О маленьком, потом юном Пиросманашвили вспоминают как о мальчике впечатлительном, живом, сильно увлекающемся и добром. В доме было много детей, он рос с ними, участвовал в их играх. Во дворе играли в театр, и он, возбужденный, суетился и шумел со всеми — он любил театр.

Потом дети подрастали, появлялись новые, а он оставался с ними не то как товарищ, не то как старший — скорее всего, то и другое вместе. Раньше он заслушивался сказками и легендами о прошлом Грузии, теперь он их рассказывал сам — загораясь, входя в азарт, представляя себя амираном, или Шота Руставели, или Георгием Саакадзе. («Чудится: в чаще прибрежной возводит / Башню за подвиг красавица мне… / Я с Саакадзе в военном походе, / Персов сражая, несусь на коне» — Тициан Табидзе.) Впечатление от его рассказов слушатели донесли до преклонных лет.

По-видимому, ему действительно неплохо жилось в этом доме. Его честность, старательность и преданность, а самое главное, бескорыстность («его не интересовало материальное благополучие») были признаны всеми и укрепляли доброе к нему отношение.

Дом добрых женщин и чистых детей был подобен теплице. Он оберегал юношу от житейской прозы. Пиросманашвили вышел из него беспомощным, ничем не вооруженным для борьбы за существование: благоприятность судьбы оказалась коварной. Но она же, быть может, сберегла в нем нетронутость души, сохранив в первозданности те возвышенные устремления, которые грубеют или вовсе гибнут при столкновении с действительностью.

Все-таки жизнь его протекала не совсем безоблачно, а драматизм подобных натур в том, что они лишь до поры до времени не ощущают терниев существования, но ощутив — сполна расплачиваются разладом между воображаемой идиллией и реальностью. Маленький Пиросманашвили не только резвился с другими детьми, как положено его возрасту. Его не раз видели сумрачно молчащим, задумчиво ходящим из угла в угол.

«Мечтает», — думали Калантаровы и беспокоились: «Не сошел бы с ума».
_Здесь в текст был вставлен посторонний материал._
PR #2782, opened 2025-06-03
Enable loss parallel, Ungate FP8

nathan-az:
#### Context
- [x] add a new feature
- [ ] fix a bug
- [ ] other (please add here)

#### Changelog
* Ungate FP8 + TP, and clean up LLaMA-3 TP plans
* Enables loss parallel
* Enables compiling autograd
    * Note that I have not been able to get this working so default to False, but leave it in for debugging purposes

Loss parallelism is the main feature. Loss curves look healthy, but memory utilisation is significantly lower now. This is also compatible (tested) with FP8.

## Peak active memory usage scales aggressively (linearly) has tensor parallelism increases without loss parallelism

image

## Peak active memory usage scales much more generously (still linear) with loss parallelism enabled

image

In the tp8 case (bs=8, seq len=8192), loss parallelism decreases active memory peak by about 30GB, about 35%. TPS remains the same.

## ~Compiling autograd doesn't work~ (removed autograd compile for now)

Unfortunately compiling autograd doesn't seem to work and throws an FSDP error that I don't know how to debug. The error seems to indicate it's caused by some graph break during checkpointing. We can remove this from the PR, or leave it in for future debugging, defaulted to `false`. Running with `TORCHDYNAMO_VERBOSE=1 TORCHINDUCTOR_AUTOGRAD_CACHE=0` yielded:

<details>

```
[rank7]: Traceback (most recent call last):
[rank7]:   File "/workspace/torchtune/recipes/full_finetune_distributed.py", line 1118, in <module>
[rank7]:     sys.exit(recipe_main())
[rank7]:              ^^^^^^^^^^^^^
[rank7]:   File "/workspace/torchtune/torchtune/config/_parse.py", line 99, in wrapper
[rank7]:     sys.exit(recipe_main(conf))
[rank7]:              ^^^^^^^^^^^^^^^^^
[rank7]:   File "/workspace/torchtune/recipes/full_finetune_distributed.py", line 1113, in recipe_main
[rank7]:     recipe.train()
[rank7]:   File "/workspace/torchtune/recipes/full_finetune_distributed.py", line 957, in train
[rank7]:     current_loss.backward()
[rank7]:   File "/opt/conda/lib/python3.11/site-packages/torch/_tensor.py", line 648, in backward
[rank7]:     torch.autograd.backward(
[rank7]:   File "/opt/conda/lib/python3.11/site-packages/torch/autograd/__init__.py", line 354, in backward
[rank7]:     _engine_run_backward(
[rank7]:   File "/opt/conda/lib/python3.11/site-packages/torch/autograd/graph.py", line 829, in _engine_run_backward
[rank7]:     return Variable._execution_engine.run_backward(  # Calls into the C++ engine to run the backward pass
[rank7]:            ^^^^^^^^^^^^^^^^^^^^^^^^^^^^^^^^^^^^^^^^^^^^^^^^^^^^^^^^^^^^^^^^^^^^^^^^^^^^^^^^^^^^^^^^^^^^^^
[rank7]:   File "/opt/conda/lib/python3.11/site-packages/torch/_dynamo/compiled_autograd.py", line 1041, in runtime_wrapper
[rank7]:     out = compiled_fn(
[rank7]:           ^^^^^^^^^^^^
[rank7]:   File "/opt/conda/lib/python3.11/site-packages/torch/_dynamo/eval_frame.py", line 372, in __call__
[rank7]:     return super().__call__(*args, **kwargs)
[rank7]:            ^^^^^^^^^^^^^^^^^^^^^^^^^^^^^^^^^
[rank7]:   File "/opt/conda/lib/python3.11/site-packages/torch/nn/modules/module.py", line 1767, in _wrapped_call_impl
[rank7]:     return self._call_impl(*args, **kwargs)
[rank7]:            ^^^^^^^^^^^^^^^^^^^^^^^^^^^^^^^^
[rank7]:   File "/opt/conda/lib/python3.11/site-packages/torch/nn/modules/module.py", line 1778, in _call_impl
[rank7]:     return forward_call(*args, **kwargs)
[rank7]:            ^^^^^^^^^^^^^^^^^^^^^^^^^^^^^
[rank7]:   File "/opt/conda/lib/python3.11/site-packages/torch/_dynamo/eval_frame.py", line 699, in compile_wrapper
[rank7]:     return fn(*args, **kwargs)
[rank7]:            ^^^^^^^^^^^^^^^^^^^
[rank7]:   File "/opt/conda/lib/python3.11/site-packages/torch/fx/graph_module.py", line 840, in call_wrapped
[rank7]:     return self._wrapped_call(self, *args, **kwargs)
[rank7]:            ^^^^^^^^^^^^^^^^^^^^^^^^^^^^^^^^^^^^^^^^^
[rank7]:   File "/opt/conda/lib/python3.11/site-packages/torch/fx/graph_module.py", line 416, in __call__
[rank7]:     raise e
[rank7]:   File "/opt/conda/lib/python3.11/site-packages/torch/fx/graph_module.py", line 403, in __call__
[rank7]:     return super(self.cls, obj).__call__(*args, **kwargs)  # type: ignore[misc]
[rank7]:            ^^^^^^^^^^^^^^^^^^^^^^^^^^^^^^^^^^^^^^^^^^^^^^
[rank7]:   File "/opt/conda/lib/python3.11/site-packages/torch/nn/modules/module.py", line 1767, in _wrapped_call_impl
[rank7]:     return self._call_impl(*args, **kwargs)
[rank7]:            ^^^^^^^^^^^^^^^^^^^^^^^^^^^^^^^^
[rank7]:   File "/opt/conda/lib/python3.11/site-packages/torch/nn/modules/module.py", line 1778, in _call_impl
[rank7]:     return forward_call(*args, **kwargs)
[rank7]:            ^^^^^^^^^^^^^^^^^^^^^^^^^^^^^
[rank7]:   File "/opt/conda/lib/python3.11/site-packages/torch/_dynamo/convert_frame.py", line 1469, in __call__
[rank7]:     return self._torchdynamo_orig_callable(
[rank7]:            ^^^^^^^^^^^^^^^^^^^^^^^^^^^^^^^^
[rank7]:   File "/opt/conda/lib/python3.11/site-packages/torch/_dynamo/convert_frame.py", line 625, in __call__
[rank7]:     return _compile(
[rank7]:            ^^^^^^^^^
[rank7]:   File "/opt/conda/lib/python3.11/site-packages/torch/_dynamo/convert_frame.py", line 1092, in _compile
[rank7]:     guarded_code = compile_inner(code, one_graph, hooks, transform)
[rank7]:                    ^^^^^^^^^^^^^^^^^^^^^^^^^^^^^^^^^^^^^^^^^^^^^^^^
[rank7]:   File "/opt/conda/lib/python3.11/site-packages/torch/_utils_internal.py", line 97, in wrapper_function
[rank7]:     return function(*args, **kwargs)
[rank7]:            ^^^^^^^^^^^^^^^^^^^^^^^^^
[rank7]:   File "/opt/conda/lib/python3.11/site-packages/torch/_dynamo/convert_frame.py", line 779, in compile_inner
[rank7]:     return _compile_inner(code, one_graph, hooks, transform)
[rank7]:            ^^^^^^^^^^^^^^^^^^^^^^^^^^^^^^^^^^^^^^^^^^^^^^^^^
[rank7]:   File "/opt/conda/lib/python3.11/site-packages/torch/_dynamo/convert_frame.py", line 818, in _compile_inner
[rank7]:     out_code = transform_code_object(code, transform)
[rank7]:                ^^^^^^^^^^^^^^^^^^^^^^^^^^^^^^^^^^^^^^
[rank7]:   File "/opt/conda/lib/python3.11/site-packages/torch/_dynamo/bytecode_transformation.py", line 1424, in transform_code_object
[rank7]:     transformations(instructions, code_options)
[rank7]:   File "/opt/conda/lib/python3.11/site-packages/torch/_dynamo/convert_frame.py", line 265, in _fn
[rank7]:     return fn(*args, **kwargs)
[rank7]:            ^^^^^^^^^^^^^^^^^^^
[rank7]:   File "/opt/conda/lib/python3.11/site-packages/torch/_dynamo/convert_frame.py", line 743, in transform
[rank7]:     tracer.run()
[rank7]:   File "/opt/conda/lib/python3.11/site-packages/torch/_dynamo/symbolic_convert.py", line 3484, in run
[rank7]:     super().run()
[rank7]:   File "/opt/conda/lib/python3.11/site-packages/torch/_dynamo/symbolic_convert.py", line 1359, in run
[rank7]:     while self.step():
[rank7]:           ^^^^^^^^^^^
[rank7]:   File "/opt/conda/lib/python3.11/site-packages/torch/_dynamo/symbolic_convert.py", line 1263, in step
[rank7]:     self.dispatch_table[inst.opcode](self, inst)
[rank7]:   File "/opt/conda/lib/python3.11/site-packages/torch/_dynamo/symbolic_convert.py", line 831, in wrapper
[rank7]:     return inner_fn(self, inst)
[rank7]:            ^^^^^^^^^^^^^^^^^^^^
[rank7]:   File "/opt/conda/lib/python3.11/site-packages/torch/_dynamo/symbolic_convert.py", line 2903, in CALL
[rank7]:     self._call(inst)
[rank7]:   File "/opt/conda/lib/python3.11/site-packages/torch/_dynamo/symbolic_convert.py", line 2897, in _call
[rank7]:     self.call_function(fn, args, kwargs)
[rank7]:   File "/opt/conda/lib/python3.11/site-packages/torch/_dynamo/symbolic_convert.py", line 1189, in call_function
[rank7]:     self.push(fn.call_function(self, args, kwargs))  # type: ignore[arg-type]
[rank7]:               ^^^^^^^^^^^^^^^^^^^^^^^^^^^^^^^^^^^^
[rank7]:   File "/opt/conda/lib/python3.11/site-packages/torch/_dynamo/variables/lazy.py", line 201, in realize_and_forward
[rank7]:     return getattr(self.realize(), name)(*args, **kwargs)
[rank7]:            ^^^^^^^^^^^^^^^^^^^^^^^^^^^^^^^^^^^^^^^^^^^^^^
[rank7]:   File "/opt/conda/lib/python3.11/site-packages/torch/_dynamo/variables/functions.py", line 516, in call_function
[rank7]:     return super().call_function(tx, args, kwargs)
[rank7]:            ^^^^^^^^^^^^^^^^^^^^^^^^^^^^^^^^^^^^^^^
[rank7]:   File "/opt/conda/lib/python3.11/site-packages/torch/_dynamo/variables/functions.py", line 291, in call_function
[rank7]:     return tx.inline_user_function_return(self, [*self.self_args(), *args], kwargs)
[rank7]:            ^^^^^^^^^^^^^^^^^^^^^^^^^^^^^^^^^^^^^^^^^^^^^^^^^^^^^^^^^^^^^^^^^^^^^^^^
[rank7]:   File "/opt/conda/lib/python3.11/site-packages/torch/_dynamo/symbolic_convert.py", line 1206, in inline_user_function_return
[rank7]:     return InliningInstructionTranslator.inline_call(self, fn, args, kwargs)
[rank7]:            ^^^^^^^^^^^^^^^^^^^^^^^^^^^^^^^^^^^^^^^^^^^^^^^^^^^^^^^^^^^^^^^^^
[rank7]:   File "/opt/conda/lib/python3.11/site-packages/torch/_dynamo/symbolic_convert.py", line 3678, in inline_call
[rank7]:     return tracer.inline_call_()
[rank7]:            ^^^^^^^^^^^^^^^^^^^^^
[rank7]:   File "/opt/conda/lib/python3.11/site-packages/torch/_dynamo/symbolic_convert.py", line 3881, in inline_call_
[rank7]:     self.run()
[rank7]:   File "/opt/conda/lib/python3.11/site-packages/torch/_dynamo/symbolic_convert.py", line 1359, in run
[rank7]:     while self.step():
[rank7]:           ^^^^^^^^^^^
[rank7]:   File "/opt/conda/lib/python3.11/site-packages/torch/_dynamo/symbolic_convert.py", line 1263, in step
[rank7]:     self.dispatch_table[inst.opcode](self, inst)
[rank7]:   File "/opt/conda/lib/python3.11/site-packages/torch/_dynamo/symbolic_convert.py", line 831, in wrapper
[rank7]:     return inner_fn(self, inst)
[rank7]:            ^^^^^^^^^^^^^^^^^^^^
[rank7]:   File "/opt/conda/lib/python3.11/site-packages/torch/_dynamo/symbolic_convert.py", line 2221, in CALL_FUNCTION_EX
[rank7]:     self.call_function(fn, argsvars.items, kwargsvars)
[rank7]:   File "/opt/conda/lib/python3.11/site-packages/torch/_dynamo/symbolic_convert.py", line 1189, in call_function
[rank7]:     self.push(fn.call_function(self, args, kwargs))  # type: ignore[arg-type]
[rank7]:               ^^^^^^^^^^^^^^^^^^^^^^^^^^^^^^^^^^^^
[rank7]:   File "/opt/conda/lib/python3.11/site-packages/torch/_dynamo/variables/functions.py", line 1477, in call_function
[rank7]:     unimplemented_v2(
[rank7]:   File "/opt/conda/lib/python3.11/site-packages/torch/_dynamo/exc.py", line 521, in unimplemented_v2
[rank7]:     raise Unsupported(msg)
[rank7]: torch._dynamo.exc.Unsupported: Attempted to call function marked as skipped
[rank7]:   Explanation: Dynamo developers have intentionally marked that the function `_checkpoint_hook.__init__.<locals>.unpack_hook` in file `/opt/conda/lib/python3.11/site-packages/torch/utils/checkpoint.py` should not be traced.
[rank7]:   Hint: Avoid calling the function `_checkpoint_hook.__init__.<locals>.unpack_hook`.
[rank7]:   Hint: Apply `@torch._dynamo.dont_skip_tracing` to the function `_checkpoint_hook.__init__.<locals>.unpack_hook` to force tracing into the function. More graph breaks may occur as a result of attempting to trace into the function.
[rank7]:   Hint: Please file an issue to PyTorch.

[rank7]:   Developer debug context: module: torch.utils.checkpoint, qualname: _checkpoint_hook.__init__.<locals>.unpack_hook, skip reason: <missing reason>


[rank7]: from user code:
[rank7]:    File "<eval_with_key>.35", line 1818, in forward
[rank7]:     call_hook_2 = torch__dynamo_external_utils_call_hook(getitem_13144, getitem_13145, hook_type = 'unpack_hook');  getitem_13144 = getitem_13145 = None
[rank7]:   File "/opt/conda/lib/python3.11/site-packages/torch/_dynamo/external_utils.py", line 81, in call_hook
[rank7]:     result = hook(*args)
```

</details>

#### Test plan

#### UX

### DIFF
--- a/recipes/full_finetune_distributed.py
+++ b/recipes/full_finetune_distributed.py
@@ -341,13 +341,11 @@ class FullFinetuneRecipeDistributed(FTRecipeInterface):
         self._compile_loss = compile_bool
         self._compile_optimizer_step = compile_bool
         self._compile_scale_grads = compile_bool
-        self._compile_autograd = False  # TODO: work out why this isn't working. We leave it parameterisable for debug purposes.
         if isinstance(compile, DictConfig):
             self._compile_model = compile.get("model", True)
             self._compile_loss = compile.get("loss", True)
             self._compile_optimizer_step = compile.get("optimizer_step", False)
             self._compile_scale_grads = compile.get("scale_grads", True)
-            self._compile_autograd = compile.get("autograd", False)
         if self._compile_model:
             # Capture scalar outputs is required to compile MoE
             torch._dynamo.config.capture_scalar_outputs = True
@@ -706,7 +704,6 @@ class FullFinetuneRecipeDistributed(FTRecipeInterface):
         # remaining context managers for fwd/bwd
         self.train_context = training.get_train_context(
             enable_loss_parallel=self.parallel_dims.loss_parallel_enabled,
-            enable_compiled_autograd=self._compile_autograd,
         )
 
         # Ensure no params and buffers are on meta device
@@ -1024,6 +1021,7 @@ class FullFinetuneRecipeDistributed(FTRecipeInterface):
                                 num_tokens / self.parallel_dims.non_data_parallel_size
                             )
                             / (time_per_step * self.world_size),
+                            "num_tokens": num_tokens,
                         }
                         if self._log_peak_memory_stats:
                             log_dict.update(
--- a/recipes/full_finetune_distributed.py
+++ b/recipes/full_finetune_distributed.py
@@ -357,6 +357,24 @@ class FullFinetuneRecipeDistributed(FTRecipeInterface):
                 self._grad_scaler, backend=self._compile_backend
             )
 
+        # initialize loss
+        self._loss_fn = config.instantiate(cfg.loss)
+        if isinstance(self._loss_fn, SFTLoss):
+            self._loss_fn.enable_loss_parallel = (
+                self.parallel_dims.loss_parallel_enabled
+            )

Что-то смутное, плохо понятное окружающим бродило в нем и временами вырывалось наружу. Об этом можно судить косвенно. Калантаровым запомнилось главным образом хорошее, и это естественно для старых людей, вспоминающих молодость — и свою, и человека, ставшего знаменитым. Да Калантаровы и не были искушены в психологических тонкостях. Все-таки едва ли не все отметили, что он был очень самолюбив — наверно, это в самом деле бросалось в глаза и выражалось как-то резко.